My sister, Ria, and I often send each other comically melodramatic messages when we encounter clients – or people in general – who insist on committing graphic design “sins”.

“Yanggggg…OMG. Someone just asked me to stretch a font horizontally. KMN.”
“Biiiinggggg! My boss just asked me to distribute these flyers that he created…in POWERPOINT.”
“It’s. In. Comic. Sans.”

I’m grateful to have had so many years of graphic design experience (I’ve been using Photoshop since I was 15 years old, and my first job out of college in 2005 was at an ad agency), but I do admit that it’s made me somewhat snooty.

Even now, when designing stuff for the church I work for, I find myself getting annoyed and frustrated at these little things.

The pastor using the wrong font for his slideshow.

Ministry leaders sending out stuff for printing that haven’t been properly laid out.

Being asked to edit a .PSD file that would have been so much easier to lay out in Illustrator.

The printer not following my crop marks perfectly.

I often find myself zeroing in on little imperfections in any work I’ve done. I find it hard to enjoy the finished product at times because all I’m focusing on are the tiny things that went wrong. Then I blame everything around me for the way things turned out, complain and rant about how things could have been better, or kick myself for not getting it right.

Sometime last week my friend Jamie, our new Youth pastor, asked if he could get a copy of Photoshop to create some of the graphics that he needed for his first Youth Group meeting. Unfortunately, we only had licenses for two copies, both of which were already in use. He was disappointed, but said that he’d just have to resort to using…PowerPoint.

“PowerPoint?!” I sneered. I didn’t say anything more, but in my head I was thinking that trying to compose graphics in PowerPoint was akin to trying to style your hair with a fork.

He said he didn’t really have a choice, and just went to work.

On Thursday afternoon, he asked if I could step into his office and take a look at something. I saw this on the screen of his MacBook:

image

“Nice!” I said.

With a gleeful smile on his face, he asked, “Guess how I did it.”

I thought for a second, then stared in shocked realization. “No! PowerPoint?!”

He nodded.

I was impressed. And not just at the creative ability to make something look as good as this, but at the quiet and determined resolve to do something awesome, regardless of the less than ideal circumstances. Given the same restrictions I would probably just have complained and done a subpar job on purpose.

Isn’t that our problem most of the time, though?
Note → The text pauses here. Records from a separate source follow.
PR #151, opened 2020-04-04
Use Imager for Tikz

dalcde:
This moves verbatim to a `VerbatimEnvironment` in `plasTeX/__init__.py` and
simplifies some of the code, so that we can use it for classes we intend
to use imager for.

This also rewrites `NoCharSubEnvironment` using what `verbatim` does. This
is cleaner because it overwrites `normalize` instead of `invoke`, and more
classes will want to have custom `invoke` than custom `normalize`. This
means it is generally easier to inherit `NoCharSubEnvironment`.

I haven't updated the tests yet, but want to put this out for discussion first.


dalcde:
RE the config options removed:
 - I think the template configuration is unnecessary, because the `imager` reuses the full preamble of the original tex file.
 - The `tikz-converter` is superceded by the `imager` choice.
 - The `tikz-compiler` option is still potentially useful. Currently this choice is bundled with the choice of the imager, since not all imagers support all compilers (e.g. `pdf2svg` must use `pdflatex` instead of `latex`, since `latex` produces a `dvi`). I think it should be up to the imager to make this configurable.

PatrickMassot:
About the compiler option, I think we need a broader change. We need a global option saying what is our favorite TeX compiler, and then each imager can declare a list of supported compilers, or at least of supported input format, so that we can raise a warning and not use an imager if it does not support this desired compiler or output format. 

The discussion is not longer between latex and pdflatex. I don't see how anyone could want to produce a dvi file in 2020. The discussion is between pdfLaTeX, XeLaTeX and LuaLaTeX, all producing pdf. In particular the use of `unicode-math` is crucial. plasTeX has no issue compiling documents containing unicode in math, but `pdflatex` cannot be used here.

I think this should be done in a separate PR, while that one is waiting. I really appreciate your work, but you're doing too much at the same time. Also I don't understand why you destroyed my imager tests while you could have added a new test file. My tests were faster and less sensitive to irrelevant changes. In your version you are testing the HTML5 renderer along with the imager. This is no longer a unit test, and it means any change in the renderer will need to change at the least the benchmark in your test.

So I cannot merge this PR, but you could:
* Open a PR containing only the changes to verbatim. We already have unit tests for verbatim, so hopefully they still work and that PR would be merged very fast.
* Open a PR about specifying a compiler as discussed above, together with tests ensuring this works (preferably without testing the HTML5 renderer at the same time).
* Once the above two PRs are merged, a PR introducing the tikz switch, with tests (without changing the existing simple imager tests).

dalcde:
On Mon, Apr 06, 2020 at 04:26:22AM -0700, Patrick Massot wrote:
>About the compiler option, I think we need a broader change. We need a global option saying what is our favorite TeX compiler, and then each imager can declare a list of supported compilers, or at least of supported input format, so that we can raise a warning and not use an imager if it does not support this desired compiler or output format.
>
>The discussion is not longer between latex and pdflatex. I don't see how anyone could want to produce a dvi file in 2020. The discussion is between pdfLaTeX, XeLaTeX and LuaLaTeX, all producing pdf. In particular the use of `unicode-math` is crucial. plasTeX has no issue compiling documents containing unicode in math, but `pdflatex` cannot be used here.

What is the plan with imagers such as dvisvgm and dvipng then? Do we
drop support for them?

>So I cannot merge this PR, but you could:
>* Open a PR containing only the changes to verbatim. We already have unit tests for verbatim, so hopefully they still work and that PR would be merged very fast.
>* Open a PR about specifying a compiler as discussed above, together with tests ensuring this works (preferably without testing the HTML5 renderer at the same time).
>* Once the above two PRs are merged, a PR introducing the tikz switch, with tests (without changing the existing simple imager tests).

Will do

PatrickMassot:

We love control. We love when things go exactly as we planned, and can’t handle it when they don’t. We use it as an excuse for our own shortcomings. It hinders us from being grateful about what we do have.

We find ourselves not trusting in God, thinking that we know better than He does…telling Him how everything should have been, how it should be.

But I find that the most amazing things that God does in my life always happen when I surrender everything to Him. When I laid everything at His feet and just said “I don’t understand what’s happening, and I don’t know what to do…but show me,” that’s when the greatest miracles took place, and always in the most unexpected ways.

We don’t always get what we pray for. We don’t always have it easy, or have everything handed to us on a silver platter. We may experience pain, suffering, rejection, and even death…but God’s promises for us are eternal.

God’s forgiven my past, and has my future in His hands. All I can do is choose to live for Him today.


And we know that in all things God works for the good of those who love him, who have been called according to his purpose.